Critics have raised objections to the FDA's approval of cloned-animal products for human consumption, arguing that the FDA's research was inadequate, inappropriately limited, and of questionable scientific validity. Several consumer-advocate groups are working to encourage a tracking program that would allow consumers to become more aware of cloned-animal products within their food.

A 2013 review noted that there is widespread misunderstanding about cloned and cattle, and found that cloned cattle that reached adulthood and entered the food supply were substantially equivalent to conventional cattle with respect to the quality of meat and milk, and with respect to their reproductive capability.

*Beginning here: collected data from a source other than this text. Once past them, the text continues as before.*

PR #264, opened 2022-09-02
add new latest_price_info endpoint

cctdaniel:
add new `api/latest_price_info?ids[]=<price_feed_id>&ids[]=<price_feed_id_2>&..` endpoint that augments `latest_price_feeds` with `emitter_chain`, `attestation_time`, and `sequence_number` so that we can store these data in our historical db

sample price info:
```
[
  {
    "price_feed": {
      "conf": "4",
      "ema_conf": "3",
      "ema_price": "1491",
      "expo": -5,
      "id": "af11a9b5e5e14838c1ecab3a0cdec6769c3d6a477da04412bd7d21bfe451ce3d",
      "max_num_publishers": 1,
      "num_publishers": 1,
      "prev_conf": "3",
      "prev_price": "1925",
      "prev_publish_time": 1662140402,
      "price": "1441",
      "product_id": "af11a9b5e5e14838c1ecab3a0cdec6769c3d6a477da04412bd7d21bfe451ce3d",
      "publish_time": 1662140407,
      "status": "Trading"
    },
    "emitter_chain": 1,
    "attestation_time": 1662140410,
    "sequence_number": 14239
  }
]
```

### DIFF
--- a/third_party/pyth/price-service/src/__tests__/rest.test.ts
+++ b/third_party/pyth/price-service/src/__tests__/rest.test.ts
@@ -43,6 +43,7 @@ function dummyPriceInfoPair(
       attestationTime: 0,
       seqNum,
       vaaBytes: Buffer.from(vaa, "hex").toString("binary"),
+      emitterChainId: 0,
     },
   ];
 }
--- a/third_party/pyth/price-service/src/rest.ts
+++ b/third_party/pyth/price-service/src/rest.ts
@@ -1,15 +1,14 @@
-import express, { Express } from "express";
 import cors from "cors";
+import express, { NextFunction, Request, Response } from "express";
+import { Joi, schema, validate, ValidationError } from "express-validation";
+import { Server } from "http";
+import { StatusCodes } from "http-status-codes";
 import morgan from "morgan";
 import responseTime from "response-time";
-import { Request, Response, NextFunction } from "express";
+import { DurationInMs, DurationInSec } from "./helpers";
 import { PriceStore } from "./listen";
 import { logger } from "./logging";
 import { PromClient } from "./promClient";
-import { DurationInMs, DurationInSec } from "./helpers";
-import { StatusCodes } from "http-status-codes";
-import { validate, ValidationError, Joi, schema } from "express-validation";
-import { Server } from "http";
 
 const MORGAN_LOG_FORMAT =
   ':remote-addr - :remote-user ":method :url HTTP/:http-version"' +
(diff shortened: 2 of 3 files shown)


third_party/pyth/price-service/src/rest.ts
```diff
@@ -181,6 +180,51 @@ export class RestAPI {
...
+
+          const freshness: DurationInSec =
+            new Date().getTime() / 1000 - latestPriceInfo.attestationTime;
+          this.promClient?.addApiRequestsPriceFreshness(
+            req.path,
+            id,
+            freshness
+          );
+
+          responseJson.push({"price_feed": latestPriceInfo.priceFeed.toJson(), "emitter_chain": latestPriceInfo.emitterChainId, "attestation_time": latestPriceInfo.attestationTime, "sequence_number": latestPriceInfo.seqNum});
```
jayantk, line 213: it seems like this is the only line of code that changed from the method above ?

Can you make this an additional query parameter on the existing endpoint? I think (a) that would make the overall API less confusing to users, and (b) would reduce code duplication.

cctdaniel: that was the plan initially but I had a call with @ali-bahjati and he suggested that we use a separate endpoint rather than query params  -- but happy to implement query params as well

ali-bahjati: yeah I suggested this...

I want us to have an explicit API for price feeds, unless we discuss we don't want it. We can stop exposing it to users (if it's consuming).

Wherever we expose `price_feed` I think it's better that the returned json to be consistent with our definition of our price feed, with no more info in it (unless it's added everywhere).

Although I'm fine with removing `get_latest_price_feeds` entirely or make it return price feed as a nested value and has the rest of the infos with query param (or they always be there).

cctdaniel:
please ignore the gh actions for now -- this is most likely due to the bug raised by @ali-bahjati here: https://github.com/pyth-network/pyth-crosschain/pull/266 I've rebased off Ali's branch and made sure gh actions was fine

third_party/pyth/price-service/src/rest.ts
```diff
@@ -135,13 +134,16 @@ export class RestAPI {
...
           .required(),
+        verbose: Joi.boolean(),
       }).required(),
     };
     app.get(
       "/api/latest_price_feeds",
       validate(latestPriceFeedsInputSchema),
       (req: Request, res: Response) => {
         let priceIds = req.query.ids as string[];
+        // verbose is optional, default to false
```
ali-bahjati, line 145: it could be default to undefined too 🤔

third_party/pyth/price-service/src/__tests__/rest.test.ts
```diff
@@ -43,6 +43,7 @@ function dummyPriceInfoPair(
       attestationTime: 0,
       seqNum,
       vaaBytes: Buffer.from(vaa, "hex").toString("binary"),
+      emitterChainId: 0,
```
ali-bahjati, line 46: it it's not too much it would be nice to test the verbose request too.

ali-bahjati (approved):
tyvm ser, sorry for being a drag here.

third_party/pyth/price-service/src/rest.ts
cctdaniel: if it's undefined it will default to false since it's doing the check in the next line 🤔

jayantk (approved):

In 2015, the European Union voted to ban the cloning of farm animals (cattle, pigs, sheep, goats, and horses), and the sale of cloned livestock, their offspring, and products derived from them, such as meat and milk. The ban excluded cloning for research, and for the conservation of rare breeds and endangered species. However, no law was passed after the vote. As of 2024, horse cloning continues to be legal in the EU, with the Zangersheide registry in Belgium offering three cloned stallions for breeding.

== In popular culture ==

- Orphan Black, a Canadian television series, explores the ethics of cloning through its clone protagonists.
- The ethics of creating clones for organ harvesting (similar to savior siblings) is explored in Never Let Me Go by Kazuo Ishiguro.
- The ethical dilemma of cloning deceased loved ones as well as questions regarding the right of clones to exist alongside their original counterparts as equals are present in the Japanese version of the film Mewtwo Strikes Back and its accompanying radio drama.